Asked if the Prime Minister thought that RBS should have the lowest bonus pool of any major UK bank, the PMS said that the Prime Minister had said over the weekend that RBS should not be leading the way, they should be a back-marker. There was a discussion underway between UK Financial Investments (UKFI) who represented the taxpayer and RBS, when that was concluded there would be an announcement from the company.
Asked if the Government took a role in looking at individual bankers’ bonuses, the PMS said that there was a discussion between UKFI and the bank. This year there were new Financial Services Authority (FSA) rules, which weren’t in place last year. For example, last year there was a discussion around ensuring that RBS bonuses were paid predominantly in shares and that there was deferral and claw back. Those things were now in the regulations the FSA had put in place.
Asked what the position was on bonus tax/bank levy, the PMS said that the Chancellor had said that we would set policy to achieve the maximum sustainable revenue from the financial services sector. When the bonus tax was introduced it was a one-off, and this Government had decided to introduce a bank levy.
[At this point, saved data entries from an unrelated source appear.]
PR #223, opened 2024-02-21
Add teleport connectivity test

tuladhar:
Towards https://github.com/giantswarm/giantswarm/issues/29741

### What this PR does
- Adds teleport connectivity test
- Go 1.21 - Teleport API package requires Go >1.21
```
/Users/puru/go/pkg/mod/github.com/gravitational/teleport/api@v0.0.0-20240220132348-146d3194f72a/utils/aws/identifiers.go:21:2: package slices is not in GOROOT (/opt/homebrew/Cellar/go/1.20.5/libexec/src/slices)
note: imported by a module that requires go 1.21
```

### Merge checklist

Asked when the discussions between the Treasury and the banks would conclude, the PMS said there were two things happening: one was a discussion between the Treasury and the banks, which included issues such as lending, and the other was a separate discussion between UKFI (on behalf of the Treasury and the taxpayer) with the banks in which we had a stake.
Asked if UKFI would be talking to Lloyds, the PMS said yes, but Lloyds was a slightly different type of bank to RBS as it didn’t have the same big investment bank.
Put that the Prime Minister had said that he expected certain things from banks but at the same time didn’t want to micromanage them, the PMS said that the Prime Minister was saying that there were a number of different issues that needed balancing. For example, as a significant shareholder we had an interest in the way RBS managed itself and set pay policy. Equally, we didn’t want to get into a situation where we were managing that bank from Whitehall, because in time we wanted to see banks such as RBS return to the private sector.
Put that stakes could be used to effect a cultural change, the PMS said that there was a process established as to how we would deal with this, which was the same as last year.
Put that the last government kept these banks at a distance and would sell them off at the right time, the PMS said that that was this Government’s policy, and that’s what the Prime Minister had meant when he said he would not micromanage the banks; we were not going to write individual loans and we were not going to set pay for individual members of staff, because we thought they were best managed at arm’s length from Government.
Asked why the Government didn’t bring in legislation to bring about better transparency in banks, the PMS said that the matter was still being looked at. Before Christmas the Chancellor wrote to EU colleagues about our proposals, and it was something we were still looking at.
Asked if it needed to be done at an EU level, the PMS said that David Walker did a review for the Government and came up with some recommendations. The Chancellor wrote to EU colleagues following on from those recommendations.
Asked what the Prime Minister thought about ASLEF’s plans to strike on the day of the Royal wedding, the PMS said that it was a cynical move to undermine a day of national celebration.
Put that there was confusion about the Prime Minister’s position on fuel prices, the PMS said that there was no confusion; the Prime Minister had asked the Treasury to look at this issue. The Treasury made policy decisions on tax at the time of the Budget.